Eugene, Oscar and Réka travelled long and far to Newcastle to have the nice people there sequence our two Cf strains with their new Ion torrent sequencing suite. We also got the grand tour of their Centre for Bacterial Cell Biology, located in the new Baddiley-Clark Building, with detailed explanations of what each machine/person was doing. We were then talked through the process of obtaining the genome sequence of our strains, from raw genomic DNA to the assembled sequence.
We would like to kindly thank two synthetic biologists, Dr. Wendy Smith, who spent her whole day enlightening us and Dr. Anil Wipat, who, we found out, was running an MSc Synthetic biology course.

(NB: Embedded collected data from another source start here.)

PR #483, opened 2022-09-05
Update some dependencies to address security vulnerabilities

Morpheu5:
- asyncutil is going nowhere but at least we are safe because the vulnerability only affects Java <= 1.6
- snakeyaml was vulnerable but an update to jackson fixed it
- the rest is fairly mild and also don't have immediate fixes

### DIFF
--- a/pom.xml
+++ b/pom.xml
@@ -15,7 +15,7 @@
         <resteasy.version>6.0.3.Final</resteasy.version>
         <guice.version>5.1.0</guice.version>
         <oauth-client.version>1.33.3</oauth-client.version>
-        <jackson.version>2.13.3</jackson.version>
+        <jackson.version>2.13.4</jackson.version>
         <jackson-databind.version>2.13.3</jackson-databind.version>
         <powermock.version>2.0.9</powermock.version>
         <swagger-ui-version>4.13.2</swagger-ui-version>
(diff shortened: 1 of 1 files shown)


pom.xml
```diff
@@ -15,7 +15,7 @@
         <resteasy.version>6.0.3.Final</resteasy.version>
         <guice.version>5.1.0</guice.version>
         <oauth-client.version>1.33.3</oauth-client.version>
-        <jackson.version>2.13.3</jackson.version>
+        <jackson.version>2.13.4</jackson.version>
         <jackson-databind.version>2.13.3</jackson-databind.version>
```
jsharkey13, line 19:
```suggestion
        <jackson-databind.version>2.13.4</jackson-databind.version>
```
The `jackson` and `jackson-databind` versions should be updated at the same time, @Morpheu5, unless databind is ahead by a patch (which it sometimes must be, hence the separate variable).

Morpheu5: > The `jackson` and `jackson-databind` versions should be updated at the same time, @Morpheu5, unless databind is ahead by a patch (which it sometimes must be, hence the separate variable).

Well spotted, I don't see any reasons why this shouldn't be the case.

jsharkey13 (approved):

PR #485, opened 2022-09-22
Allow cached image use after content version change

jsharkey13:
Currently the cache ETag of images is based on the content SHA and file path; a neat trick to avoid having to load the image from disk each time if the user has a cached image and the content version hasn't changed.

If the content has changed, currently we always send the full image anew regardless. However by adding a second part to the ETag that is based on the file contents, we can still send a Not Modified even when the content version changes but the file does not (and this is the most common case for any given content commit change).

Sadly browsers will not update the ETag of a cached item if we return the "new" ETag after a "late" match (because there might be multiple cached matches and if the ETag changes it doesn't know which existing value matched), so we will still have to load the image from disk after a content push - but this now allows us at least to save users and our own bandwidth with the tiny Not Modified response.

As with all things cache, if we don't match even though we could have (e.g. multiple If-None-Match headers) then the user just gets a fresh copy and all is good; and if we do match even though we shouldn't have, then the user just sees a slightly out-of-date image. I read through the generateCachedResponse -> evaluatePreconditions code just to be sure this is equivalent, and it is for GET requests (which this endpoint is).

Browsers don't cache 404's and so I removed the cache stuff from those errors to make it simpler to read.

### DIFF
--- a/src/main/java/uk/ac/cam/cl/dtg/isaac/api/IsaacController.java
+++ b/src/main/java/uk/ac/cam/cl/dtg/isaac/api/IsaacController.java
@@ -83,6 +83,7 @@ import static uk.ac.cam.cl.dtg.segue.api.Constants.*;
 @Tag(name = "/")
 public class IsaacController extends AbstractIsaacFacade {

1) Herculase PCR for Shewanella
Herculase PCR was performed for potential Shewanella oneidensis strain using 3 sets of primers: cymA, mtrA and mtrCAB. Gel analysis indicated no results.
2) Citrobacter and E. coli growth on various sugars II and III – results
The results of these experiments can be seen in the pictures below.
From these results, it can be seen that Cf SBS197 grows less well on lactose, sucrose and citrate but both strains grow equally well on glycerol and glucose. The E. coli + sucrose hydrolase cells grew well on sucrose even without there being any arsenic (the inducer of the sucrose hydrolase gene) on the plate. For some reason, all bacteria grew weakly on the lactose plates, this might mean that our lactose stock might not be good.
Shewanella PCR
Multiple PCRs were prepared:
Kod PCR for 16S ribosomal DNA for potential Shewanella strain (strains was later identified as different bacteria)
Taq PCR for 3 potential Shewanella strains using mtrA primers (one of the strains showed positive result at expected 1 kb)
Half-cell setup
Half-cell was autoclaved, filled with liquid LB medium and inocluated with potential Shewanella strain. The Half-cell was sealed and left for incubation over the weekend. The initial voltage readout was 0.4 mV.